Amare la terra e le memorie: la guida e il motto per il mio Nero d’Avola.
Dietro il nostro vino, c’è prima di tutto una storia familiare: una storia di scelte, di prove ed errori che pian piano schiariscono la via , di cambiamenti sociali attraverso le generazioni, di spostamenti. Una storia di giri lunghi della vita e di costante ritorno ai luoghi della memoria. La memoria di quel bambino che a quattro anni pestava l’uva nel palmento di suo padre, il quale a mo’ di gioco gli faceva poi manovrare il torchio a vite. Quel bambino sono io, Giovanni, e mio padre, che costruì il palmento, si chiamava Francesco. Il vigneto attuale, impiantato negli anni ‘70, si trova a Granieri, frazione di Caltagirone.
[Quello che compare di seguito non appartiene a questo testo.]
PR #184, opened 2023-03-28
Refactor Numerics

LiamPattinson:
Some low-hanging fruit, following the discussion we had a few weeks ago. `Numerics` works by taking a dict to its `__init__` and absorbing everything given to it. If there's a typo in the code for a necessary key (say, `n_theta` instead of `ntheta`), it will quietly add a default value of `ntheta=32` and also store `n_theta=whatever`. We could catch this in testing, but it's easier to just enforce a reduced set of possible inputs in the first place.

This PR refactors `Numerics` as a [dataclass](https://docs.python.org/3/library/dataclasses.html), which gives it a nice `__init__` for free which will catch any stray `kwargs` and raise an error.

## Other features:

- Uses `__getitem__`/`__setitem__` for dict-like access.
- Can be written to/from json.
- Has a 'pretty format' method, works when you call `str(numerics)` or `print(numerics)`.
- Contains metadata that allows you to identify which Pyrokinetics session generated each object.
- Improved docs.

## Issues:

- Docs could use some further improvements. @bpatel2107 If you have time, please could you look over the docstrings/annotations (comments written as `#:`) and correct any mistakes or misunderstandings in there? I used the GS2 docs for reference, but it's likely that I've written something incorrect in there.
- Does it make sense for everything to have a default value?
- Needs a couple of tests for the json bits. I'll get on that tomorrow morning.

### DIFF
--- a/pyrokinetics/metadata.py
+++ b/pyrokinetics/metadata.py
@@ -1,0 +1,44 @@
+import uuid
+from datetime import datetime
+from typing import Dict
+
+try:
+    from importlib.metadata import version, PackageNotFoundError
+except ModuleNotFoundError:
+    from importlib_metadata import version, PackageNotFoundError
+try:
+    __version__ = version(__name__)
+except PackageNotFoundError:
+    try:
+        from setuptools_scm import get_version
+
+        __version__ = get_version(root="..", relative_to=__file__)
+    except ImportError:
+        __version__ = "0.0.1"
+
+
+# Define UUID and session start as module-level variables.
+# Determined at the first import, and should be fixed during each session.
+
+__uuid = uuid.uuid4()
+__session_start = datetime.now()
+
+
+def metadata(**kwargs: str) -> Dict[str, str]:
+    """
+    Return a dict of metadata uniquely describing this Pyrokinetics session. Should be
+    written to Pyrokinetics output files to establish their provenance.
+
+    Parameters
+    ----------
+    **kwargs: str
+        Extra keywords to add to the returned dict.
+    """
+    return {
+        "software_name": "Pyrokinetics",
+        "software_version": __version__,
+        "session_started": str(__session_start),
+        "session_uuid": str(__uuid),
+        "date_created": str(datetime.now()),
+        **kwargs,
+    }
--- a/pyrokinetics/metadata.py
+++ b/pyrokinetics/metadata.py
@@ -7,7 +7,7 @@ try:
 except ModuleNotFoundError:
     from importlib_metadata import version, PackageNotFoundError
 try:
-    __version__ = version(__name__)
+    __version__ = version("pyrokinetics")
 except PackageNotFoundError:
     try:
         from setuptools_scm import get_version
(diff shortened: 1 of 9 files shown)


LiamPattinson:
I also had to shuffle around the metadata-generating bits from `DatasetWrapper` so I could reuse them here, but otherwise the code is barely changed.

pyrokinetics/numerics.py
```diff
@@ -1,58 +1,151 @@
...
+    #: Number of elements in the velocity-space :math:`k_x` grid
+    nkx: int = 1
+
+    #: Value of :math:`k_y\rho`
+    ky: float = 0.1
+
+    #: Value of :math:`k_x\rho`
+    kx: float = 0.0
+
+    #: Initial time step, in units of ``tref``
```
bpatel2107: Units of time step would be in ``lref / vref``

bpatel2107:
```suggestion
    #: Initial time step, in units of ``lref / vref``
```

pyrokinetics/numerics.py
```diff
@@ -1,58 +1,151 @@
...
+    delta_time: float = 0.001
+
+    #: Time step, in units of ``tref``
```
bpatel2107:
```suggestion
    #: Time step, in units of ``lref / vref``
```

bpatel2107:
Overall looks good, that `dataclasses` is nifty! I think allowing for non-standard inputs like `n_theta` is a bit risky as someone may think they are changing a value when they aren't. Is there a way for us to at least warn the user? Maybe in the `__setitem__` have a warning for non-standard inputs which read standard ones from a list?

pyrokinetics/metadata.py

Ma molto prima di ciò, mio nonno, che da Vittoria (RG) arrivò a Granieri in cerca di una buona terra da coltivare, prese in regime di affitto un terreno del Barone Silvestri, in cui impiantò uve di varietà Calaulisi, Frappato, Rossuniuri e Turribiancu, raccolte e mischiate assieme a fine settembre. Quando ci fu la possibilità economica di acquistare un terreno di loro proprietà, mio nonno e mio padre ne presero uno nella località che chiamavamo Petrascritta. Terreno che purtroppo si rivelò non essere adatto al vigneto, in quanto il vino da lì prodotto, puntualmente verso aprile, prendeva la strada per diventare aceto. Petrascritta fu così venduta. La cura e l’attenzione di mio padre, fatta esperienza del fallimento passato, fu fondamentale nello scegliere stavolta un buon terreno, quello attuale: in collina, esposto a Mezzogiorno, in parte argilloso e in parte sabbioso, a 350 metri sul mare. Quella terra cominciò a dare grandi soddisfazioni, eppure il vino per molto tempo fu venduto solo sfuso e consumato a livello locale.
È stato con la vendemmia del 2015 che ho dato avvio a questa avventura, la grande sfida di imbottigliare questo vino, che era un vino di casa, e farlo conoscere oltre i confini della Sicilia, onorando il lavoro di mio padre scomparso. Il processo produttivo è rimasto quello di un tempo: in fase di coltivazione, utilizzo di soli prodotti naturali (zolfo, rame, concime ovino); raccolta manuale; diraspatura; macerazione in vasca di cemento per circa 36 ore, con soli lieviti indigeni delle uve, le cui spore, assopite e depositatesi negli anni nelle fessure della vasca stessa, forniscono un’identità peculiare al prodotto. Grazie alla breve macerazione gli acini fermentati rimangono quasi integri, producendo di conseguenza poche fecce; ciò mi dà il grande vantaggio di non aver bisogno di trattamenti prima dell’imbottigliamento. L’affinamento ha luogo infine per 2-3 anni in vecchie botti di rovere da 70hl o in vasche d’acciaio, unica importante innovazione, quest’ultima, che rende possibile proteggere il vino con la colmatura di azoto alimentare. A partire dalla vendemmia 2022 ho ottenuto inoltre la certificazione biologica, ancora un passo avanti per allargare i confini verso le persone accomunate dalla voglia di bere nel rispetto dei territori e delle piccole e grandi storie che li caratterizzano.